## [TASK TO CARRY OUT]
From the records below, set down exactly the lines starting with the line that contains "I think we might" and going on through the line that contains "I _think_ this". Nothing else is wanted.

## [DATASET ENTRIES]

PR #1191, opened 2023-05-08
default vivarium como behavior proposal

alibow:


docs/source/model_design/vivarium_features/other_causes_ylds/index.rst
```diff
@@ -210,34 +210,95 @@ background morbidity, including:
...
+exceptions and maintain any regular updates to their process.
+
+However, until this is able to be achieved, an interim solution will be to estimate
+the DW due to background morbidity as the difference between the all-cause YLD rate 
+and the sum of the YLD rate due to all modeled causes of disability at the 
+location/age/sex/year-specific level:
+
+.. math::
+
+  DW_\text{background} = \text{YLD rate}_\text{c294} - \sum_{c=1}^n \text{YLD rate}_c
```
zmbc, line 254: This gives me an idea, but I haven't fully thought it through. What if we defined:

*YLD_modeled = sum of YLD rates for modeled causes*

*YLD_background = YLD_c294 - YLD_modeled*

And then solved this system of two equations with two unknowns:

*YLD_c294 = 1 - (1 - DW_background) * (1 - DW_modeled)*

*DW_background / DW_modeled = YLD_background / YLD_modeled*

At first glance that seems like it would adjust for the issue you note below about modeled YLDs being a large proportion of YLDs, assuming independence. I'm not super confident about the last equation but it seems intuitively valid.

zmbc (approved):

docs/source/model_design/vivarium_features/other_causes_ylds/index.rst
alibow: This is interesting! I think there is potentially something here, but I don't think it works as written due to combining population-level and individual-level equations.

The relationship between YLDs and DWs depends on the prevalence of the condition at hand. We've been bypassing this for background mortality because we are assuming the prevalence of this condition to be 1, so in this "special" case _YLDs_background = DW_background_, but (assuming there is just one modeled cause for simplicity) _YLDs_modeled = DW_modeled * prevalence_modeled_. 

I think we might be able to do the following...

_YLDs_c294 = prevalence_modeled * (1 - (1 - DW_background) * (1 - DW_modeled)) + (1 - prevalence_modeled) * (DW_background)

DW_background / (DW_modeled * prevalence_modeled) = YLD_background / YLD_modeled_

I _think_ this holds for a single cause of disability, but I think it gets more complicated if we are modelling multiple causes... but I believe that under the assumption of independence all causes should have approximately the same "deflation" factor in their adjusted disability weight to their unadjusted disability weight from the COMO adjustment, so I think that the second equation should hold when we consider the prevalence.

Any thoughts?

alibow: I'll try to run some test calculations/adjustments in the meantime to confirm the suspicion!

alibow: Oh wait... actually I think this doesn't really work because this equation _YLDs_modeled = DW_modeled * prevalence_modeled_ that I said was correct is not actually correct. It's really  _YLDs_modeled = ADW_modeled * prevalence_modeled_, where ADW is the adjusted DW, which does not equal the DW.

BUT, DW_background is the only undefined term in this equation, so we might be able to solve it directly and go with that?

_YLDs_c294 = prevalence_modeled * (1 - (1 - DW_background) * (1 - DW_modeled)) + (1 - prevalence_modeled) * (DW_background)_

Then we only need to think through how to make this scale for more than a couple causes at a time...

zmbc: Sorry -- I don't think I was completely clear here. For DW_modeled I don't propose using an actual DW from GBD. Instead, it's just one of the two unknowns we are solving for. We wouldn't actually do anything with the solved value for DW_modeled.

I was thinking about it as if both "background" and "modeled" were conditions with prevalence 100%. I believe that simplifies the issue of multiple modeled conditions as well?

SylLutze (approved):

PR #1192, opened 2023-05-09
Closed cohort pregnancy model doc

alibow:
Added a version of the pregnancy model doc for a closed cohort. Mostly just copied over from existing doc, but major difference for review is that prevalence at initialization=1 for the pregnancy state and zero for all other states. I also set transition rate of not pregnant to pregnant to zero to avoid annoyance of new pregnancies at the very end of our fixed duration closed cohort sim.

Note that I am still including partial term pregnancies, including abortions/miscarriages/ectopic pregnancies.

NOTE: github did not track it well, but there were no changes to the 2019 pregnancy model doc.


aflaxman:
No don’t worry about it.  I’ll use diff locally to see what you’ve changed.

alibow:
@aflaxman any final thoughts?

aflaxman (approved):

PR #1193, opened 2023-05-09
GBD 2021 maternal disorders cause doc

alibow:
There were no major updates except for different decomp steps here! Just basically copying relevant material over.


aflaxman (approved):

SylLutze (approved):
I did not review this in a lot of detail since it was noted that there were not major changes. I can review it again in more depth if needed!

## [SOLUTION]
I think we might be able to do the following...

_YLDs_c294 = prevalence_modeled * (1 - (1 - DW_background) * (1 - DW_modeled)) + (1 - prevalence_modeled) * (DW_background)

DW_background / (DW_modeled * prevalence_modeled) = YLD_background / YLD_modeled_

I _think_ this holds for a single cause of disability, but I think it gets more complicated if we are modelling multiple causes... but I believe that under the assumption of independence all causes should have approximately the same "deflation" factor in their adjusted disability weight to their unadjusted disability weight from the COMO adjustment, so I think that the second equation should hold when we consider the prevalence.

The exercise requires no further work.